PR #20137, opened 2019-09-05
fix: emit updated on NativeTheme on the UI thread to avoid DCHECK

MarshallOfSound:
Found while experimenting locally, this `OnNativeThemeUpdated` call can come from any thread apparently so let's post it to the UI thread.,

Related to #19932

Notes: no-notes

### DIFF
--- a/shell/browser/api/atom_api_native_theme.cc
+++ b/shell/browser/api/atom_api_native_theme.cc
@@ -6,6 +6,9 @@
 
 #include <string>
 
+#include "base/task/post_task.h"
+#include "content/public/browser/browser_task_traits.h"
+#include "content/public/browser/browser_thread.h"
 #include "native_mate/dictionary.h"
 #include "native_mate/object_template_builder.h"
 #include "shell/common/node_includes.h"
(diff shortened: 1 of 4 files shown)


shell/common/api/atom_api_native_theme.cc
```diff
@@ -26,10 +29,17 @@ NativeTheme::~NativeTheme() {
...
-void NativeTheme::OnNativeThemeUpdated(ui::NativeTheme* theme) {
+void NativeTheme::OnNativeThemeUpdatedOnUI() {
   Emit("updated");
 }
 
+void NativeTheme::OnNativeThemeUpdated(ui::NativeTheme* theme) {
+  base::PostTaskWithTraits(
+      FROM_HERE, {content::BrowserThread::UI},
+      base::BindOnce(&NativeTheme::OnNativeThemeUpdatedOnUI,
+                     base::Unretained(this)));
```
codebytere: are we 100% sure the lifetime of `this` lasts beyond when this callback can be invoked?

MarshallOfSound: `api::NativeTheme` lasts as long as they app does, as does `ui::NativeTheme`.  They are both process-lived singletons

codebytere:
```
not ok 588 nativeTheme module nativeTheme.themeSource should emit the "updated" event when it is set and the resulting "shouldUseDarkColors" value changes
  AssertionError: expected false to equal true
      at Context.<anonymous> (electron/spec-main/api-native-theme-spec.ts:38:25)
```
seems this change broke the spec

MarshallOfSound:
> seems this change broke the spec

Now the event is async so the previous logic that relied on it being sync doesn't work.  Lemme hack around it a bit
* * *
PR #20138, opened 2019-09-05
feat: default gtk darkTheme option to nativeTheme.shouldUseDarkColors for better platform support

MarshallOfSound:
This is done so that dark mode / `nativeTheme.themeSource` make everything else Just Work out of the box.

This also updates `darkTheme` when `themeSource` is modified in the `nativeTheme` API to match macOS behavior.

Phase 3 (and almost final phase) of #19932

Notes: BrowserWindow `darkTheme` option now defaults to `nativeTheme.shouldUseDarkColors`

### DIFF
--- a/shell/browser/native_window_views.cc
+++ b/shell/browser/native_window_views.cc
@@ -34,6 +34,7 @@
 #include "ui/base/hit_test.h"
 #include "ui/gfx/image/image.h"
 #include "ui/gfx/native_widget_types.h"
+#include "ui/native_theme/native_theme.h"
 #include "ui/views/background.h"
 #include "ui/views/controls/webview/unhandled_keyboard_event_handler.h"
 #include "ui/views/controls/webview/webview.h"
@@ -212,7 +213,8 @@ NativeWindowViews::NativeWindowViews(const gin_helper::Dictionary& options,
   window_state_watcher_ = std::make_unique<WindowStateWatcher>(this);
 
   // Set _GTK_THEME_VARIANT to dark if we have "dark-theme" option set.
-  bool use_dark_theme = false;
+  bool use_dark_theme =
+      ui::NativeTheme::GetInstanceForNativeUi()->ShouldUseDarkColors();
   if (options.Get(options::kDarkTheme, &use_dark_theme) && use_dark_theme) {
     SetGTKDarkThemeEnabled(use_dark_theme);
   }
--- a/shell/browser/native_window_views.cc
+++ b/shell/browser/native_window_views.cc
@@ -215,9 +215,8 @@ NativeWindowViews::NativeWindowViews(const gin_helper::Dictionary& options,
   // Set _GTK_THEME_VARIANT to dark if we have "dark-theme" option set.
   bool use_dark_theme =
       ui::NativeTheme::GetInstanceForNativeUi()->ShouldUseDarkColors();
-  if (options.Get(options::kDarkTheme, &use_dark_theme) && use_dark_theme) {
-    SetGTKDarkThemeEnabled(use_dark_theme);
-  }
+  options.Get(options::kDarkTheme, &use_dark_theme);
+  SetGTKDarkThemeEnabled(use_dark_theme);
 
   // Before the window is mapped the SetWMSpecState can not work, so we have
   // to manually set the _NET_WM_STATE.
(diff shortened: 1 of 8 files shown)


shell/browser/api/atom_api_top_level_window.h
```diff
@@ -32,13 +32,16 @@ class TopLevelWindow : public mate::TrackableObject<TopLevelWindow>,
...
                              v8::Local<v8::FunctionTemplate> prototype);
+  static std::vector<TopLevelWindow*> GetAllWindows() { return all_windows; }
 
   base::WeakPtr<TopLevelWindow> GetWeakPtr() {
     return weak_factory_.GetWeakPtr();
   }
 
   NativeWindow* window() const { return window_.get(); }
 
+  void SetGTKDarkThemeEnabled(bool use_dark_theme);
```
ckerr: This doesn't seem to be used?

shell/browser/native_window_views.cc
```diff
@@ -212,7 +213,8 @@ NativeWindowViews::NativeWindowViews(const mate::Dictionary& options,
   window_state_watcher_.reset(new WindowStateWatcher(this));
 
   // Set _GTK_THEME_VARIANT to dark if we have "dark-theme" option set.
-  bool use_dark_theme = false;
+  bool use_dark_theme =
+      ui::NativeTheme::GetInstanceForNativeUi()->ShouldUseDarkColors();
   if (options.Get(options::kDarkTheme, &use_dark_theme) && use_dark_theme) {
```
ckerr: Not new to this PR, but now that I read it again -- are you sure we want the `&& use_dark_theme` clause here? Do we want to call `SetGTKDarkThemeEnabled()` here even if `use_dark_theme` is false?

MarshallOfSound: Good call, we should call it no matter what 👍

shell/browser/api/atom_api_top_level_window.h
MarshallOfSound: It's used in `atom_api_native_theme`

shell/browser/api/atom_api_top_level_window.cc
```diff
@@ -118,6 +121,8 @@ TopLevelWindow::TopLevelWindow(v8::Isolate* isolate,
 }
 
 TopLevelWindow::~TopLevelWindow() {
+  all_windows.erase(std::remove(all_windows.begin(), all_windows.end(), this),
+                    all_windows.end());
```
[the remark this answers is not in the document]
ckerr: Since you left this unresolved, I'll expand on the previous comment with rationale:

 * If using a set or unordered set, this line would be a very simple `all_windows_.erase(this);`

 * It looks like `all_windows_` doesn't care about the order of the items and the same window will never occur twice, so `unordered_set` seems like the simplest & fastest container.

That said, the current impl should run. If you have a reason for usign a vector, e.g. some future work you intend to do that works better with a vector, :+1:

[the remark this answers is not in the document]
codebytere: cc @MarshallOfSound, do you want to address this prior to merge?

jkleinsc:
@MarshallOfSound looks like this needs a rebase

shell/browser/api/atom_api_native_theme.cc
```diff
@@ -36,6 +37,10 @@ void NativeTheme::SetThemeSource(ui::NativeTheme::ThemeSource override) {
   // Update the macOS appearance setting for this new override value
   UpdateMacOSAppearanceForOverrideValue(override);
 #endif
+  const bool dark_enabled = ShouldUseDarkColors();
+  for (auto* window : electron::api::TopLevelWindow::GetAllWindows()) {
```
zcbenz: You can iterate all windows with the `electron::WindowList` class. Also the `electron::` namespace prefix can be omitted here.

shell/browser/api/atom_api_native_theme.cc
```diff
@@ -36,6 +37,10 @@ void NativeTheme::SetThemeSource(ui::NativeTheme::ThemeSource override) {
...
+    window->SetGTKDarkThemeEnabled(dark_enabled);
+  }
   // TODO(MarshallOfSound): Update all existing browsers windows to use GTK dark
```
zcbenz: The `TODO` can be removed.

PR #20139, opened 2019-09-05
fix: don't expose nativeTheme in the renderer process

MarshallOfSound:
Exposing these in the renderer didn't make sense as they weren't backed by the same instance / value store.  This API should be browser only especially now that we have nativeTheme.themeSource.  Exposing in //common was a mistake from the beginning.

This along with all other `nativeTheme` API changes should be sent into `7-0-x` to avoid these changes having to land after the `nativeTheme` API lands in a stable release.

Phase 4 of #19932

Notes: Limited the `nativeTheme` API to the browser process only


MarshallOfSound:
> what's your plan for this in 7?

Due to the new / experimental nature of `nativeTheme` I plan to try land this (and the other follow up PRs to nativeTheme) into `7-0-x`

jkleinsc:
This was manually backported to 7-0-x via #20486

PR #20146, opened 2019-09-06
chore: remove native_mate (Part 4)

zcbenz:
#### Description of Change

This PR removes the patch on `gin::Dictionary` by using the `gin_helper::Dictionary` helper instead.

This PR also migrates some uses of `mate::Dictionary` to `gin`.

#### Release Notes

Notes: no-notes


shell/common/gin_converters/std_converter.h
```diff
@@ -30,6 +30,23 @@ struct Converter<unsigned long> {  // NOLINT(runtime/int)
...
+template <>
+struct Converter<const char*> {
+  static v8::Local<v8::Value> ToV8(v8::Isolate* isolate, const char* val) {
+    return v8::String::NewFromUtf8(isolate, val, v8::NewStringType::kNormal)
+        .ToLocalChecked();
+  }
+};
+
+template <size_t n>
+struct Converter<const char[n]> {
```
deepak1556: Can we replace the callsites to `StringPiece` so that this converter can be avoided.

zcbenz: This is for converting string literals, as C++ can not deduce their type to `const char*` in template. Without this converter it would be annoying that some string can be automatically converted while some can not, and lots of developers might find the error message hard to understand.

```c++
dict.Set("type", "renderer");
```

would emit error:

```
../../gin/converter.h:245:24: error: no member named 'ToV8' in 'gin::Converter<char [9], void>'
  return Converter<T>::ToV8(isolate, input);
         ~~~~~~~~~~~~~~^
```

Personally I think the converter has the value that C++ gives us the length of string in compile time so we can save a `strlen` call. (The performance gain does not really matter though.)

- The problem -
The response should be the listing above, limited to the lines between the one holding "#include <string>" and the one holding "Now the event", inclusive, reproduced exactly.

- Expected answer -
 #include <string>
 
+#include "base/task/post_task.h"
+#include "content/public/browser/browser_task_traits.h"
+#include "content/public/browser/browser_thread.h"
 #include "native_mate/dictionary.h"
 #include "native_mate/object_template_builder.h"
 #include "shell/common/node_includes.h"
(diff shortened: 1 of 4 files shown)


shell/common/api/atom_api_native_theme.cc
```diff
@@ -26,10 +29,17 @@ NativeTheme::~NativeTheme() {
...
-void NativeTheme::OnNativeThemeUpdated(ui::NativeTheme* theme) {
+void NativeTheme::OnNativeThemeUpdatedOnUI() {
   Emit("updated");
 }
 
+void NativeTheme::OnNativeThemeUpdated(ui::NativeTheme* theme) {
+  base::PostTaskWithTraits(
+      FROM_HERE, {content::BrowserThread::UI},
+      base::BindOnce(&NativeTheme::OnNativeThemeUpdatedOnUI,
+                     base::Unretained(this)));
```
codebytere: are we 100% sure the lifetime of `this` lasts beyond when this callback can be invoked?

MarshallOfSound: `api::NativeTheme` lasts as long as they app does, as does `ui::NativeTheme`.  They are both process-lived singletons

codebytere:
```
not ok 588 nativeTheme module nativeTheme.themeSource should emit the "updated" event when it is set and the resulting "shouldUseDarkColors" value changes
  AssertionError: expected false to equal true
      at Context.<anonymous> (electron/spec-main/api-native-theme-spec.ts:38:25)
```
seems this change broke the spec

MarshallOfSound:
> seems this change broke the spec

Now the event is async so the previous logic that relied on it being sync doesn't work.  Lemme hack around it a bit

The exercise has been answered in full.